Minimal Residual Disease Monitoring in Patients with Newly Diagnosed Acute Promyelocytic Leukemia Treated with Arsenic Trioxide

There is limited data on the optimal timing and predictive value of minimal residual disease (MRD) detection in newly diagnosed patients with acute promyelocytic leukemia (APL) treated with arsenic trioxide (ATO). Between January 1998 and December 2007, 120 patients with newly diagnosed APL were treated with a single agent ATO based regimen (Mathews V et al. Blood 2006). Sample for MRD assessment was taken at the end of induction, end of consolidation, once in 3 months during maintenance and subsequently once in 3 months for two years followed by once in 6 months for the next 3 years. Qualitative nested RT-PCR was performed prospectively for all patients using recommendations of BIOMED-1 Concerted Action (1999). Real-time quantitative RT-PCR (RQ-PCR) was done retrospectively on archived MRD samples 3–6 months prior to documented relapse, using ABI Prism 7000 sequence detection system based on the EAC protocol. PML-RARa copy number was normalized to the expression of the Abelson gene and normalized copy number (NCN) given as ratio of PML-RARa CN/ABL CN X 100. The NCN ³0.001 was considered as positive RQ-PCR value. During this period there were 18 haematological relapses (HRel), 2 transient molecular relapses (MRel). Prospective RT-PCR and retrospective RQ-PCR from the relapsed cases prior to either HRel or MRel were analyzed and compared with 18 patients (included two cases who had transient MRel) in continuous complete remission (CCR).

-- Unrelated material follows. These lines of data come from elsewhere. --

PR #940, opened 2021-12-04
[PARQUET-2106] Refactoring lexicographic `BinaryComparator` to avoid `ByteBuffer.wrap` in the hot-path

alexeykudinkin:
This refactors `BinaryComparator` to essentially avoid any allocations in the routine of comparing 2 `Binary` objects. 

More details could be found in [PARQUET-2106](https://issues.apache.org/jira/browse/PARQUET-2106)

### Jira

- [ ] My PR addresses [PARQUET-2106](https://issues.apache.org/jira/browse/PARQUET-2106) issues and references them in the PR title. For example, "PARQUET-1234: My Parquet PR"

### Tests

- Does not need testing, since it's a simple refactoring that changes flows that are already covered

### Commits

### Documentation

### DIFF
--- a/parquet-column/src/main/java/org/apache/parquet/io/api/Binary.java
+++ b/parquet-column/src/main/java/org/apache/parquet/io/api/Binary.java
@@ -1,4 +1,4 @@
-/* 
+/*
  * Licensed to the Apache Software Foundation (ASF) under one
  * or more contributor license agreements.  See the NOTICE file
  * distributed with this work for additional information
@@ -6,9 +6,9 @@
  * to you under the Apache License, Version 2.0 (the
  * "License"); you may not use this file except in compliance
  * with the License.  You may obtain a copy of the License at
- * 
+ *
  *   http://www.apache.org/licenses/LICENSE-2.0
- * 
+ *
  * Unless required by applicable law or agreed to in writing,
  * software distributed under the License is distributed on an
  * "AS IS" BASIS, WITHOUT WARRANTIES OR CONDITIONS OF ANY
@@ -76,6 +76,12 @@ abstract public class Binary implements Comparable<Binary>, Serializable {
   @Override
   @Deprecated
   abstract public int compareTo(Binary other);
+
+  public abstract int compareToLexicographic(Binary other);
+
+  public abstract int compareToLexicographic(byte[] other, int otherOffset, int otherLength);
+
+  public abstract int compareToLexicographic(ByteBuffer other, int otherOffset, int otherLength);
 
   abstract public ByteBuffer toByteBuffer();
 
@@ -189,6 +195,22 @@ abstract public class Binary implements Comparable<Binary>, Serializable {
     @Override
     public int compareTo(Binary other) {
       return PrimitiveComparator.UNSIGNED_LEXICOGRAPHICAL_BINARY_COMPARATOR.compare(this, other);
+    }
+
+    @Override
+    public int compareToLexicographic(Binary other) {
+      // NOTE: We have to flip the sign, since we swap operands sides
+      return -other.compareToLexicographic(value, offset, length);
+    }
+
+    @Override
+    public int compareToLexicographic(byte[] other, int otherOffset, int otherLength) {
+      return Binary.compareToLexicographic(value, offset, length, other, otherOffset, otherLength);
+    }
+
+    @Override
+    public int compareToLexicographic(ByteBuffer other, int otherOffset, int otherLength) {
+      return Binary.compareToLexicographic(value, offset, length, other, otherOffset, otherLength);
     }
 
     @Override
@@ -328,7 +350,23 @@ abstract public class Binary implements Comparable<Binary>, Serializable {
       return PrimitiveComparator.UNSIGNED_LEXICOGRAPHICAL_BINARY_COMPARATOR.compare(this, other);
     }
 
-   @Override
+    @Override
+    public int compareToLexicographic(Binary other) {
+      // NOTE: We have to flip the sign, since we swap operands sides
+      return -other.compareToLexicographic(value, 0, value.length);
+    }
+
+    @Override
+    public int compareToLexicographic(byte[] other, int otherOffset, int otherLength) {
+      return Binary.compareToLexicographic(this.value, 0, value.length, other, otherOffset, otherLength);
+    }
+
+    @Override
+    public int compareToLexicographic(ByteBuffer other, int otherOffset, int otherLength) {
+      return Binary.compareToLexicographic(this.value, 0, value.length, other, otherOffset, otherLength);
+    }
+
+    @Override
     public ByteBuffer toByteBuffer() {
       return ByteBuffer.wrap(value);
     }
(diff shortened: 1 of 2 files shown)


parquet-column/src/main/java/org/apache/parquet/schema/PrimitiveComparator.java
```diff
@@ -183,10 +183,10 @@ public String toString() {
   private static abstract class BinaryComparator extends PrimitiveComparator<Binary> {
     @Override
     int compareNotNulls(Binary o1, Binary o2) {
-      return compare(o1.toByteBuffer(), o2.toByteBuffer());
+      return compareBinary(o1, o2);
     }
 
-    abstract int compare(ByteBuffer b1, ByteBuffer b2);
+    abstract int compareBinary(Binary b1, Binary b2);
```
gszadovszky, line 189: nit: Maybe `compareBinaries` would be a better naming

parquet-column/src/main/java/org/apache/parquet/io/api/Binary.java
```diff
@@ -613,4 +681,60 @@ private static final boolean equals(byte[] array1, int offset1, int length1, byt
     }
     return true;
   }
+
+  // TODO java-doc
```
gszadovszky, line 685: Please, do not leave TODOs in the final code. (javadoc comments wouldn't be required for private methods anyway.)

parquet-column/src/main/java/org/apache/parquet/io/api/Binary.java
```diff
@@ -542,6 +606,10 @@ public static Binary fromCharSequence(CharSequence value) {
     return new FromCharSequenceBinary(value);
   }
 
+  public static int compareToLexicographic(Binary one, Binary other) {
```
gszadovszky, line 609: I think, `lexicographicCompare` would be a better naming.

parquet-column/src/main/java/org/apache/parquet/io/api/Binary.java
```diff
@@ -77,6 +77,12 @@ private Binary() { }
   @Deprecated
   abstract public int compareTo(Binary other);
 
+  abstract int compareToLexicographic(Binary other);
+
+  abstract int compareToLexicographic(byte[] other, int otherOffset, int otherLength);
+
+  abstract int compareToLexicographic(ByteBuffer other, int otherOffset, int otherLength);
+
```
gszadovszky, line 85: See the static method for better naming.

parquet-column/src/main/java/org/apache/parquet/io/api/Binary.java
```diff
@@ -191,6 +197,22 @@ public int compareTo(Binary other) {
...
+    @Override
+    public int compareToLexicographic(byte[] other, int otherOffset, int otherLength) {
+      return Binary.compareToLexicographic(value, offset, length, other, otherOffset, otherLength);
+    }
+
+    @Override
+    public int compareToLexicographic(ByteBuffer other, int otherOffset, int otherLength) {
+      return Binary.compareToLexicographic(value, offset, length, other, otherOffset, otherLength);
+    }
+
```
gszadovszky, line 215: These methods should be package private.

parquet-column/src/main/java/org/apache/parquet/io/api/Binary.java
```diff
@@ -328,7 +350,23 @@ public int compareTo(Binary other) {
...
+    @Override
+    public int compareToLexicographic(byte[] other, int otherOffset, int otherLength) {
+      return Binary.compareToLexicographic(this.value, 0, value.length, other, otherOffset, otherLength);
+    }
+
+    @Override
+    public int compareToLexicographic(ByteBuffer other, int otherOffset, int otherLength) {
+      return Binary.compareToLexicographic(this.value, 0, value.length, other, otherOffset, otherLength);
+    }
```
gszadovszky, line 367: These methods should be package private.

parquet-column/src/main/java/org/apache/parquet/io/api/Binary.java
```diff
@@ -475,6 +513,32 @@ public int compareTo(Binary other) {
...
+      } else {
+        // NOTE: We have to flip the sign, since we swap operands sides
+        return -Binary.compareToLexicographic(other, otherOffset, otherLength, value, offset, length);
+      }
+    }
+
+    @Override
+    public int compareToLexicographic(ByteBuffer other, int otherOffset, int otherLength) {
+      return Binary.compareToLexicographic(value, offset, length, other, otherOffset, otherLength);
+    }
```
gszadovszky, line 540: These methods should be package private.

parquet-column/src/main/java/org/apache/parquet/io/api/Binary.java
```diff
@@ -613,4 +681,60 @@ private static final boolean equals(byte[] array1, int offset1, int length1, byt
...
+      if (res != 0) {
+        return res;
+      }
+    }
+
+    return length1 - length2;
+  }
+
+  // TODO java-doc
+  private static final int compareToLexicographic(byte[] array1, int offset1, int length1, ByteBuffer array2, int offset2, int length2) {
```
gszadovszky, line 702: nit: I would suggest renaming `array2` to `buffer` and `array1` to `array`.

parquet-column/src/main/java/org/apache/parquet/io/api/Binary.java
```diff
@@ -613,4 +681,60 @@ private static final boolean equals(byte[] array1, int offset1, int length1, byt
...
+      if (res != 0) {
+        return res;
+      }
+    }
+
+    return length1 - length2;
+  }
+
+  // TODO java-doc
+  private static final int compareToLexicographic(ByteBuffer array1, int offset1, int length1, ByteBuffer array2, int offset2, int length2) {
```
gszadovszky, line 718: nit: I would suggest renaming `array1` to `buffer1` and `array2` to `buffer2`.

gszadovszky (changes requested):
Thanks a lot for working on this. I have a couple of minor comments.

parquet-column/src/main/java/org/apache/parquet/schema/PrimitiveComparator.java
alexeykudinkin: The `Binary` refers to a class not an object, hence it feels more natural as `compareBinary`

parquet-column/src/main/java/org/apache/parquet/io/api/Binary.java
alexeykudinkin: Sorry, didn't push the latest commit. This is fixed.

parquet-column/src/main/java/org/apache/parquet/io/api/Binary.java
alexeykudinkin: It's called `compareToLexicographic` to keep it in-line with base class's generic `compareTo`

gszadovszky: `compareTo` is usually used when `this` is to be compared to the argument. In case of a method comparing the two arguments to each other `compare` is preferred. 
I think, either `lexicographicCompare` or `compareLexicographically` would be better than the current one.

The naming of the package private methods that really compares `this` to the argument is less important to me but still, something like `lexicographicCompareTo` or `compareToLexicographically` would be better.

gszadovszky (changes requested):

alexeykudinkin:
@gszadovszky good points, will address.

parquet-column/src/main/java/org/apache/parquet/io/api/Binary.java
```diff
@@ -542,6 +606,10 @@ public static Binary fromCharSequence(CharSequence value) {
     return new FromCharSequenceBinary(value);
   }
 
+  public static int lexicographicCompareTo(Binary one, Binary other) {
```
gszadovszky, line 609: Still contains `To`.
```suggestion
  public static int lexicographicCompare(Binary one, Binary other) {
```

gszadovszky (changes requested):
One naming issue left for the static object-object comparison. Otherwise, it looks good to me.

alexeykudinkin:
My bad. Updated

gszadovszky (approved):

Among 105 patients who achieved hematological remission, an RT-PCR at the end of induction was positive in 71/105 (68%) and at the end of consolidation in 2/105 (1.9%). One of these post consolidation positive cases subsequently had a HRel. Retrospective RQ-PCR analysis at the end of consolidation was positive in 6/18 (33%) cases who had a HRel. RQ-PCR was also positive at the same time point in 2/18 (11%) of the non relapsed controls who are in continuous complete remission (CCR) at 44 and 35 months respectively.

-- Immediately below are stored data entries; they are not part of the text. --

PR #950, opened 2022-03-03
PARQUET-2006: Column resolution by ID

huaxingao:
Co-Authored-By: Huaxin Gao [huaxin_gao@apple.com](mailto:huaxin_gao@apple.com)
Co-Authored-By: Xinli Shang [shangx@uber.com](mailto:shangx@uber.com)

### Jira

Eight of the 18 cases with HRel were RT-PCR positive in the 3–6 month period prior to HRel and progressed from MRel to HRel at a median of 3 months (range: 1–4 months). Ten cases had HRel without a prior documented MRel. A positive RQ-PCR result was detected in 2 of these 10 cases which were not picked up by RT-PCR. Among cases in CCR, there were 2 patients who had a transient RQ-PCR positivity but did not progress to a HRel with a follow up period of 30.3 and 39.5 months respectively. Among the 10 MRel cases an RQ-PCR was positive 3 months prior to detection of MRel by RT-PCR in 5 cases (PML-RARa NCN range: 0.02–3.9), all these subsequently had a HRel. This analysis suggests that with the use of ATO in induction and consolidation, RT-PCR for MRD at the end of consolidation would not predict relapse in the majority of cases. Also post consolidation, the current RT-PCR based MRD assessment would not predict the majority of HRel and if RQ-PCR was utilized at the same time intervals it would have a higher positive predictive value of 87.5% but would continue to have a low sensitivity (44%). More frequent MRD monitoring than the currently used time points may be required to improve the sensitivity.